[PATCH net-next] stmmac: align RX buffers

Marc Zyngier maz at kernel.org
Fri Aug 20 09:26:21 PDT 2021


On Fri, 20 Aug 2021 11:37:03 +0100,
Matteo Croce <mcroce at linux.microsoft.com> wrote:
> 
> On Thu, Aug 19, 2021 at 6:29 PM Marc Zyngier <maz at kernel.org> wrote:

[...]

> > diff --git a/drivers/net/ethernet/stmicro/stmmac/stmmac.h b/drivers/net/ethernet/stmicro/stmmac/stmmac.h
> > index fcdb1d20389b..244aa6579ef4 100644
> > --- a/drivers/net/ethernet/stmicro/stmmac/stmmac.h
> > +++ b/drivers/net/ethernet/stmicro/stmmac/stmmac.h
> > @@ -341,7 +341,7 @@ static inline unsigned int stmmac_rx_offset(struct stmmac_priv *priv)
> >         if (stmmac_xdp_is_enabled(priv))
> >                 return XDP_PACKET_HEADROOM + NET_IP_ALIGN;
> >
> > -       return NET_SKB_PAD + NET_IP_ALIGN;
> > +       return 8 + NET_IP_ALIGN;
> >  }
> >
> >  void stmmac_disable_rx_queue(struct stmmac_priv *priv, u32 queue);
> >
> > I don't see the system corrupting packets anymore. Is that exactly
> > what you had in mind? This really seems to point to a basic buffer
> > overflow.

[...]

> Sorry, I meant something like:
> 
> -       return NET_SKB_PAD + NET_IP_ALIGN;
> +       return 8;
> 
> I had some hardware which DMA fails if the receive buffer was not word
> aligned, but this seems not the case, as 8 + NET_IP_ALIGN = 10, and
> it's not aligned too.

No error in that case either, as expected. Given that NET_SKB_PAD is
likely to expand to 64, it is likely a DMA buffer overflow which
probably only triggers for large-ish packets.

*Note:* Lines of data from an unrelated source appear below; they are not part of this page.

PR #209, opened 2017-01-26
Rudimentary printing of EDN values.

rnewman:
Note that we should be implementing `Display` instead of `ToString`, so I fixed that, too.


rnewman:
Paging @jsantell.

Now, we're almost at -rc7, and we don't have a solution in sight.

Can we please revert this until we have an understanding of what is
happening? I'll hopefully have more cycles to work on the issue once
5.14 is out, and hopefully the maintainers of this driver can chime in
(they have been pretty quiet so far).

Thanks,

	M.

-- 
Without deviation from the norm, progress is not possible.